We may form the Koszul complex $K(A) = A \otimes (A^!)^*$, equipped with differential 
$$d(x \otimes \phi)= \sum_i v_i x \otimes v_i^* \phi$$
where $v_1$, ..., $v_n$ form a basis for $V$.  
When $A$ is Koszul, $K(A)$ is exact.  If $A$ is not Koszul, is there any reasonable or natural description of the homology of $K(A)$?
 A: OK, I think I worked this out on my own; I'm leaving the answer here in case others need it.
Let me write $B_*(A)$ for the bar complex of $A$, and $B^*(A) = Hom(B_*(A), k)$ for the cobar complex.  The latter is a differential (bi)graded algebra; its cohomology is $Ext_A^{*, *}(k, k)$.  The quadratic dual $A^!$ is isomorphic to the diagonal part $\sum Ext_A^{n, n}(k, k)$.  
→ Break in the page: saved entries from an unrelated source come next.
PR #3368, opened 2017-11-20
Add experimental basic ptvsd-pydevd support to launcher.

int19h:
Adds a new command line switch to skip the bundled ptvsd package.

### DIFF
--- a/Python/Product/PythonTools/ptvsd_launcher.py
+++ b/Python/Product/PythonTools/ptvsd_launcher.py
@@ -28,41 +28,30 @@ import os.path
 import sys
 import traceback
 
-try:
-    ptvs_lib_path = os.path.dirname(__file__)
-    sys.path.insert(0, ptvs_lib_path)
-    import ptvsd.debugger as vspd
-except:
-    traceback.print_exc()
-    print('''
-Internal error detected. Please copy the above traceback and report at
-https://go.microsoft.com/fwlink/?LinkId=293415
-
-Press Enter to close. . .''')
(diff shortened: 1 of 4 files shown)


Python/Product/PythonTools/ptvsd_launcher.py
```diff
@@ -28,42 +28,31 @@
...
 port_num = int(sys.argv[2])
 debug_id = sys.argv[3]
-debug_options = vspd.parse_debug_options(sys.argv[4])
+debug_options = set([opt.strip() for opt in sys.argv[4].split(',')])
+
 del sys.argv[0:5]
 
+# Use bundled ptvsd or not?
+bundled_ptvsd = True
+if sys.argv and sys.argv[0] == '-g':
```
int19h: @karthiknadig - this is the option that you'll need to give to the launcher when experimental flag is checked.

Python/Tests/DjangoUITests/DjangoUITests.csproj
```diff
@@ -176,5 +176,8 @@
       <SubType>Designer</SubType>
     </None>
   </ItemGroup>
+  <ItemGroup>
+    <Service Include="{82A7F48D-3B50-4B1E-B82E-3ADA8210C358}" />
```
int19h: These seem to be some weird VS thing to indicate that it's a test project. Not sure why it suddenly needs them now, but it keeps re-adding it, and so far as I can tell, it's otherwise harmless.

PR #5576, opened 2019-08-14
Fix bugs in tests, remove python 36 tests, change info bar close sequ…

### LINKED ISSUE #4386: Failed to execute tests because the process has already exited
- Create tests with more than 3 tests, also with failed, passed and skip(@unittest.skip("reason")) distributions
- Run all tests, all the tests were in specific group as expected
- Click "Run passed tests"/"Run failed tests"/"Repeat last run" several times(with random steps)
- Observe the test results

image

Expected: All the tests results should always be the same as the first time running.
Actual: The failed/passed tests skipped unexpectedly, and output show error "Failed to execute tests because the process has already exited".

image

Note: After this error occurred, click "repeat last run", the failed/passed tests would failed/passed as expected, but the skipped tests show a wrong test name and clock icon

image

### LINKED ISSUE #5538: Test Adapter tests are randomly failing
These 4 tests are related to the new python testing framework and they are randomly passing or failing. They only fail if all 4 python versions of the tests are run together (for example, runUnittest on 27, 35, 36, and 37). The tests are not running in parallel.

[broken unit tests.txt](https://github.com/microsoft/PTVS/files/3469713/broken.unit.tests.txt)

image

RaymonGulati1:
Fix #5538 
Fix #4386

### DIFF
--- a/Python/Product/TestAdapter.Executor/UnitTest/TestExecutorUnitTest.cs
+++ b/Python/Product/TestAdapter.Executor/UnitTest/TestExecutorUnitTest.cs
@@ -318,7 +318,7 @@ namespace Microsoft.PythonTools.TestAdapter {
             private readonly string _debugSecret;
             private readonly int _debugPort;
             private readonly ManualResetEvent _cancelRequested;
-            private readonly AutoResetEvent _connected = new AutoResetEvent(false);
+            private readonly ManualResetEvent _connected = new ManualResetEvent(false);
             private readonly AutoResetEvent _done = new AutoResetEvent(false);
             private Connection _connection;
             private readonly Socket _socket;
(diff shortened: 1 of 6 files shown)


Python/Product/TestAdapter.Executor/UnitTest/TestExecutorUnitTest.cs
```diff
@@ -530,8 +531,9 @@ sealed class TestRunner : IDisposable {
                         // If there's an error in the launcher script,
                         // it will terminate without connecting back.
                         WaitHandle.WaitAny(new WaitHandle[] { _connected, proc.WaitHandle });
+                        bool processConnected = _connected.WaitOne(1);
```
bschnurr: I wonder if proc.WaitHandle was null sometimes causing the WaitAny to exit too quickly.

huguesv: It was going inside the if statement which checks for `ExitCode`, so it wasn't returning from `WaitAny` too quickly, it was just really already done executing the script.

huguesv: I just tested what happens when you pass `null` for one of the array elements to `WaitAny`, and it throws an `ArgumentNullException`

In fact, there is a map $B^*(A) \to A^!$ of dgas (equipping $A^!$ with the trivial differential) which in cohomology induces the projection of the Ext algebra onto its diagonal part.  This makes $A^!$ a module for $B^*(A)$.  I claim that if we dualize the Koszul complex $K(A)$, we have
$$H^*(K(A)^*) \cong Tor_{B^*(A)}(k, A^!)$$
When $A$ is Koszul, the projection $B^*(A) \to A^!$ is a quasi-isomorphism (this is essentially one definition of Koszulity), so the right hand side is $k$, concentrated in degree $0$, recovering the fact that the Koszul complex is acyclic in this case.
We can see the claim as follows: Consider the bar resolution of $k$ over $A$; I may write this as the complex $(A \otimes B_*(A), d)$, where $d$ is the standard differential.  Notice that we can split $d$ up as $d = d_1 + d_2$, where $d_2$ is the internal differential in $B_*(A)$, and $d_1$ mixes together the two tensor factors.  We normally regard this as an $A$-resolution of $k$, free over $B_*(A)$.  However, we can turn this on its head and regard it as a cofree resolution of $k$ as a $B_*(A)$-comodule.  
Specifically, we map $k \to A \otimes B_*(A)$ by tensoring together the unit of $A$ with the unit of $B_*(A)$ (perhaps co-augmentation is a better term).  Since the unit is primitive, this is a map of $B_*(A)$-comodules.  We already know that this is an equivalence.  Thus this is a cofree resolution of $k$ over the dg-coalgebra $B_*(A)$, coinduced over $A$.
Dualizing, we get a free resolution $(A^* \otimes B^*(A), d^*)$ of $k$ over $B^*(A)$.  Then $Tor_{B^*(A)}(k, A^!)$ is the homology of the complex
$$[A^* \otimes B^*(A)] \otimes_{B^*(A)} A^! = A^* \otimes A^! = K(A)^*$$
The fact that the differential is the same as in the Koszul complex follows, for instance from Priddy's construction of the Koszul complex as a portion of the cobar resolution.